- _What you should do_
Would you return exactly the lines running from the one with "### LINKED ISSUE" to the bottom of the listing below, and no others?

- _Available data_
════

PR #366, opened 2022-10-27
Add tests to decode error results

### LINKED ISSUE #365: Decode errors from action results
**As a** developer,
**I want** a client function that decodes the results of actions in an executed operation when they did not succeed
**So that** I can see the errors that occurred in failed actions

jacque006:
## What is this PR doing?
- ~Add `getOperationResults` client function to more easily parse operation results & errors.~ Done in earlier PR
- ~Add `typemoq` to clients to aid in mocking for unit tests.~ Removed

════

- _Answer to the exercise_
### LINKED ISSUE #365: Decode errors from action results
**As a** developer,
**I want** a client function that decodes the results of actions in an executed operation when they did not succeed
**So that** I can see the errors that occurred in failed actions

jacque006:
## What is this PR doing?
- ~Add `getOperationResults` client function to more easily parse operation results & errors.~ Done in earlier PR
- ~Add `typemoq` to clients to aid in mocking for unit tests.~ Removed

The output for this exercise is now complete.